Content starts

PR #120, opened 2018-09-10
Add a mail catcher app

sampaccoud:
## Purpose

In non-production environments, we don't want  to send real emails but we want to easily consult the emails sent to anyone.

## Proposal

The solution for this is to use a mail catcher. There are several solutions available and we chose https://github.com/sj26/mailcatcher because it is easy, good enough and distributed as a Docker image.

- [x] Add a separate mailcatcher app not subject to blue/green deployments
- [x] Configure edxapp to send its emails to mailcatcher

### DIFF
--- a/apps/mailcatcher/templates/app/dc.yml.j2
+++ b/apps/mailcatcher/templates/app/dc.yml.j2
@@ -1,0 +1,29 @@
+apiVersion: v1
+kind: DeploymentConfig
+metadata:
+  labels:
+    app: mailcatcher
+    service: app
+    version: "{{ mailcatcher_image_tag }}"
+    deployment_stamp: "{{ deployment_stamp }}"
+  name: "mailcatcher-app"
+  namespace: "{{ project_name }}"
+spec:
+  replicas: 1  # number of pods we want
+  template:
+    metadata:
+      labels:
+        app: mailcatcher
+        service: app
+        version: "{{ mailcatcher_image_tag }}"
+        deployment_stamp: "{{ deployment_stamp }}"
+        deploymentconfig: "mailcatcher-app"
+    spec:
+      containers:
+      - name: mailcatcher
+        image: "{{ mailcatcher_image_name }}:{{ mailcatcher_image_tag }}"
+        ports:
+        - containerPort: 1025
+          protocol: TCP
+        - containerPort: 1080
+          protocol: TCP
--- a/apps/mailcatcher/templates/app/svc.yml.j2
+++ b/apps/mailcatcher/templates/app/svc.yml.j2
@@ -6,7 +6,7 @@ metadata:
     service: app
     version: "{{ mailcatcher_image_tag }}"
     deployment_stamp: "{{ deployment_stamp }}"
-  name: "{{ mailcatcher_app_host }}"
+  name: "mailcatcher"
   namespace: "{{ project_name }}"
 spec:
   ports:
--- a/apps/mailcatcher/templates/app/svc.yml.j2
+++ b/apps/mailcatcher/templates/app/svc.yml.j2
@@ -1,0 +1,23 @@
+apiVersion: v1
+kind: Service
+metadata:
+  labels:
+    app: mailcatcher
+    service: app
+    version: "{{ mailcatcher_image_tag }}"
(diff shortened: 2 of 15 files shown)


apps/mailcatcher/templates/app/dc.yml.j2
```diff
@@ -0,0 +1,33 @@
...
+    version: "{{ mailcatcher_image_tag }}"
+    deployment_stamp: "{{ deployment_stamp }}"
+  name: "mailcatcher-app"
+  namespace: "{{ project_name }}"
+spec:
+  replicas: 1  # number of pods we want
+  # When upgrading, we don't need OpenShift to run several pods mounted on the same volume
+  # Instead we need to make sure that the existing pod is switched off before the new one starts.
+  strategy:
+    type: Recreate
```
jmaupetit: Since you don't have any volume, this is not required.

group_vars/customer/patient0/development/main.yml
```diff
@@ -1,6 +1,7 @@
 # Variables specific to the patient0 customer in development env_type
 
 apps:
+  - name: mailcatcher
```
jmaupetit, line 4: Can you also add it to `env_types` where it is required (_i.e._ `group_vars/env_type/*`)?

sampaccoud: Done

jmaupetit: I only see CI and development, I thought we would use it everywhere but in production?

apps/mailcatcher/templates/app/svc.yml.j2
```diff
@@ -0,0 +1,23 @@
+apiVersion: v1
+kind: Service
+metadata:
+  labels:
+    app: mailcatcher
+    service: app
+    version: "{{ mailcatcher_image_tag }}"
+    deployment_stamp: "{{ deployment_stamp }}"
+  name: "{{ mailcatcher_app_host }}"
```
jmaupetit: I would call it `mailcatcher` and remove this confusing variable (`mailcatcher_app_host` _versus_ `mailcatcher_host`).

apps/mailcatcher/vars/all/main.yml
```diff
@@ -0,0 +1,11 @@
+# Application default configuration
+
+# -- route
+mailcatcher_host: "mailcatcher.{{ project_name}}.{{ domain_name }}"
+
+# -- mailcatcher
+mailcatcher_image_name: "sj26/mailcatcher"
+mailcatcher_image_tag: "latest"
+mailcatcher_app_host: "mailcatcher"
```
jmaupetit: As said, I would remove this var.

jmaupetit (commented):
This is odd that we cannot see you new CI step (mailcatcher bootstrap)?

sampaccoud:
@jmaupetit not weird: I forgot to add it to the list of jobs...

jmaupetit:
I should have seen this... well, now it works! :tada:

group_vars/customer/patient0/development/main.yml
sampaccoud: @jmaupetit there was no "apps" parameter to add it to so I thought these environments are not yet used anyway.

jmaupetit: Ok fine. In this case, it means that every app is considered as deployable.

apps/mailcatcher/templates/app/svc.yml.j2
sampaccoud: but there is already a "mailcatcher_host" here https://github.com/openfun/arnold/pull/120/files#diff-1d6d10331c2861156e52d71455fd392dR16 so I followed naming from the "redis" app.

jmaupetit: Sorry I did not mean to call your variable `mailcatcher`, but rather hard code the name:

```yaml
name: "mailcatcher"
```

sampaccoud: oh yeah you're right!

jmaupetit (approved):
Ship it!

PR #123, opened 2018-09-11
⚡️(acme) Make openshift-acme a core application

jmaupetit:
## Purpose

`openshift-acme` should be considered as a core application as it will always get deployed for non-development projects. Core applications should get handled similarly to other apps.

## Proposal

Instead of downloading templates from a github repository, we've "vendored" them in the repository, and we've updated the `acme` application's deployment.


core_apps/acme/templates/app/dpl.yml.j2
```diff
@@ -0,0 +1,49 @@
+kind: Deployment
```
sampaccoud, line 1: I must be missing something but dpl.yml should be dc.yml?

core_apps/acme/templates/app/dpl.yml.j2
```diff
@@ -0,0 +1,49 @@
...
+apiVersion: apps/v1beta1
+metadata:
+  name: openshift-acme
+  labels:
+    app: openshift-acme
+  annotations:
+    image.alpha.openshift.io/triggers: '[{"from":{"kind":"ImageStreamTag","name":"openshift-acme:latest"},"fieldPath":"spec.template.spec.containers[0].image"}]'
+    image.openshift.io/triggers: '[{"from":{"kind":"ImageStreamTag","name":"openshift-acme:latest"},"fieldPath":"spec.template.spec.containers[?(@.name==\"openshift-acme\")].image"}]'
```
sampaccoud, line 9: I find this hard to understand :-(

core_apps/acme/templates/app/dpl.yml.j2
jmaupetit: Well, it's a `Deployment`, not a `DeploymentConfig`, so...

core_apps/acme/templates/app/dpl.yml.j2
jmaupetit: In fact, this is one of the original `openshift-acme` templates we used that I vendored... But yes: I must admin that is not straightforward.

sampaccoud (approved):

PR #126, opened 2018-09-13
Improve BuildConfig triggering

jmaupetit:
## Purpose

Instead of building images at every deployment, we need to make it a separated process to avoid using resources when it's not necessary and potentially harmful as it slows down deployments.

## Proposal

- [x] remove builds from deployment
- [x] add a `build_images.yml` playbook
- [x] ~add docker hub webhooks to trigger a new build when a new image has been published~ \*

\* After thought: this might be a bad idea as it would require that we create one webhook per image per project (_i.e._ a `customer` in an `env_type`), and each new image publication would trigger a lot of builds that we are not sure to be able to support.

### DIFF
--- a/tasks/create_app_builds.yml
+++ b/tasks/create_app_builds.yml
@@ -1,0 +1,15 @@
+---
+# Create BuildConfigs for an app
+
+- name: Print app name
+  debug: msg="App name {{ app.name }}"
+  tags: build
+
+- name: Make sure build configs exist
+  openshift_raw:
+    definition: "{{ lookup('template', item) | from_yaml }}"
+    state: present
+    force: true
+  with_items: "{{ builds }}"
+  when: builds is defined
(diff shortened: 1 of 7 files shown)


tasks/create_app_builds.yml
```diff
@@ -0,0 +1,15 @@
+---
+# Create BuildConfigs for an app
+
+- name: Print app name
```
sampaccoud, line 4: But in fact we need a different build for each customer and it needs the address and ssh key to the private repo with the theme for this customer?

jmaupetit: This will make a build for a project (aka namespace), hence a customer in an environment for us. Dealing with private repositories is another feature IMO. WDYT?

sampaccoud (approved):

PR #130, opened 2018-09-20
Improve secrets management

jmaupetit:
## Purpose

Secrets generation is for now limited to a generic template that handles key:values that can be injected as environment variables to a running pod. We are not able to define other type of secrets than Opaque ones, and we are restricted to one secret per application. We think there is room for improvement.

## Proposal

- [x] allow to define and create secrets template in service templates for an app
- [x] add new templates for `richie`'s secrets
- [x] add new templates for `edxapp`'s secrets


apps/edxapp/templates/mongodb/secret.yml.j2
```diff
@@ -0,0 +1,13 @@
...
+kind: Secret
+metadata:
+  labels:
+    app: edxapp
+    service: mongodb
+  name: "{{ edxapp_mongodb_secret_name }}"
+  namespace: "{{ project_name }}"
+data:
+  MONGODB_ADMIN_PASSWORD: "{{ MONGODB_ADMIN_PASSWORD | default('password') | b64encode }}"
+  MONGODB_USER: "{{ MONGODB_USER | default('fun') | b64encode }}"
```
sampaccoud: Should we call it "edxapp_user"?

apps/richie/templates/app/secret.yml.j2
```diff
@@ -0,0 +1,13 @@
...
+metadata:
+  labels:
+    app: richie
+    service: richie
+  name: "{{ richie_secret_name }}"
+  namespace: "{{ project_name }}"
+data:
+  DJANGO_SECRET_KEY: "{{ DJANGO_SECRET_KEY | default('supersecret') | b64encode }}"
+  DJANGO_SENTRY_DSN: "{{ DJANGO_SENTRY_DSN | default('fakedsn') | b64encode }}"
+  POSTGRES_USER: "{{ POSTGRESQL_USER | default('fun') | b64encode }}"
```
sampaccoud: ditto

apps/richie/templates/postgresql/secret.yml.j2
```diff
@@ -0,0 +1,11 @@
+apiVersion: v1
+kind: Secret
+metadata:
+  labels:
+    app: richie
+    service: postgresql
+  name: "{{ richie_postgresql_secret_name }}"
+  namespace: "{{ project_name }}"
+data:
+  POSTGRESQL_USER: "{{ POSTGRESQL_USER | default('fun') | b64encode }}"
```
sampaccoud: ditto

tasks/get_objects_for_app.yml
```diff
@@ -46,6 +46,7 @@
 - name: Display OpenShift's builds for this app
```
sampaccoud, line 46: in commit message: s/should'nt/shouldn't

sampaccoud (approved):

PR #131, opened 2018-09-28
Minor fixes to smooth devops experience

sampaccoud:
## Purpose

I and an external user bumped into small glitches while trying to deploy Open edX projects. Let's smooth things out.

## Proposal

- [x] We only want to add the project display name with the "env_type" between brackets for the name of the project in OpenShift. In edX, the PLATFORM_NAME is used for example in buttons and should therefore be a short display name.
- [x] Add a bin script to build images as it was recently removed from the deploy process,
- [x] Rename the `preproduction` environment to preprod for coherence with fun-platform.


group_vars/customer/campus/main.yml
```diff
@@ -1,6 +1,6 @@
 # Variables specific to the campus customer
-project_display_name: "FUN Campus ({{ env_type }})"
-project_description: "SPOC for universities ({{ env_type }})"
+project_display_name: "FUN Campus"
+project_description: "SPOC for universities"
```
jmaupetit: IMO there is a confusion between the OpenShift and the application layer. In an OpenShift context I want to get the `env_type`. I think, this should be fixed in the application layer (set the `SITE_NAME` to `{{ customer }}` for example). Do you read me?

bin/build_images
```diff
@@ -0,0 +1,11 @@
...
+
+# shellcheck source=bin/_config.sh
+source "$(dirname "${BASH_SOURCE[0]}")/_config.sh"
+
+# Set OpenShift's environment (you'll need to be logged in to an OpenShift
+# server)
+_set_openshift_env
+
+# Run ansible-playbook
+_docker_run ansible-playbook build_images.yml "$@"
```
jmaupetit, line 11: :medal_sports: I've missed this one.

jmaupetit: FYI you are not forced to use the whole docker command, I used the `bin/ansible-playbook` helper.

jmaupetit (approved):

PR #143, opened 2018-10-22
Add forum

jmaupetit:
## Purpose

Edx comments service is a core part of the edx-platform companions. Once properly dockerized, the application requires to be deployable thanks to Arnold.

## Proposal

- [x] add base OpenShift objects for the forum application
- [x] add required dependencies (`mongodb`, `elasticsearch`)
- [x] add tests in the CI
- [x] add ES init index job

## Related projects

See https://github.com/openfun/openedx-comments-docker


apps/forum/templates/app/dc.yml.j2
```diff
@@ -0,0 +1,37 @@
...
+          envFrom:
+            - secretRef:
+                name: "{{ forum_secret_name }}"
+          env:
+            - name: SEARCH_SERVER
+              value: "http://forum-elasticsearch-{{ deployment_stamp }}:{{ forum_elasticsearch_port }}"
+          command:
+            - "/bin/bash"
+            - "-c"
+            - MONGOHQ_URL=mongodb://${MONGODB_USER}:${MONGODB_PASSWORD}@forum-mongo-{{ deployment_stamp }}:{{ forum_mongodb_port }}/${MONGODB_DATABASE} bundle exec puma
```
sampaccoud, line 40: why not include it in the secrets that are mounted as env variables?

sampaccoud (approved):

apps/forum/templates/app/dc.yml.j2
jmaupetit: Because of the deployment stamp that is part of the service host name: it changes at every deployment, and secrets generation is separated from those deployments (created during project initialization).

PR #149, opened 2018-11-08
Fix nginx configurations to work behind the TLS termination proxy

sampaccoud:
## Purpose

`Nginx` acts as a proxy and was overriding the value of the `X-Forwarded-` headers. The problem is that our applications are running in `OpenShift` behind a `HAProxy` that handles the TLS termination. This proxy has already set the `X-Forwarded-` headers with the values received from the client, so we should respect them and not override them with the values in the request hitting `Ǹginx` because they come from the `HAProxy`, not the client.

## Proposal

Stop overriding the `X-Forwarded-` headers in `Nginx`.


jmaupetit (approved):
LGTM

PR #150, opened 2018-11-08
⚡️(dc) move imagePullPolicy to Always

jmaupetit:
## Purpose

By relying on the `ifNotPresent` image pull policy, we aren't sure which image version will be deployed if we've just built and pushed target image (with the same name and tag).

## Proposal

- [x] Switch to the `Always` image pull policy to ensure local image is up-to-date

Note: We've also fixed indentation for some deployment configurations.


sampaccoud (approved):

lunika (approved):
Good moove. I always do that too.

Content ends

- [Task to carry out]: Wherever a line in the records contains the word "https", copy that line.

- [Exercise response]:
The solution for this is to use a mail catcher. There are several solutions available and we chose https://github.com/sj26/mailcatcher because it is easy, good enough and distributed as a Docker image.
sampaccoud: but there is already a "mailcatcher_host" here https://github.com/openfun/arnold/pull/120/files#diff-1d6d10331c2861156e52d71455fd392dR16 so I followed naming from the "redis" app.
See https://github.com/openfun/openedx-comments-docker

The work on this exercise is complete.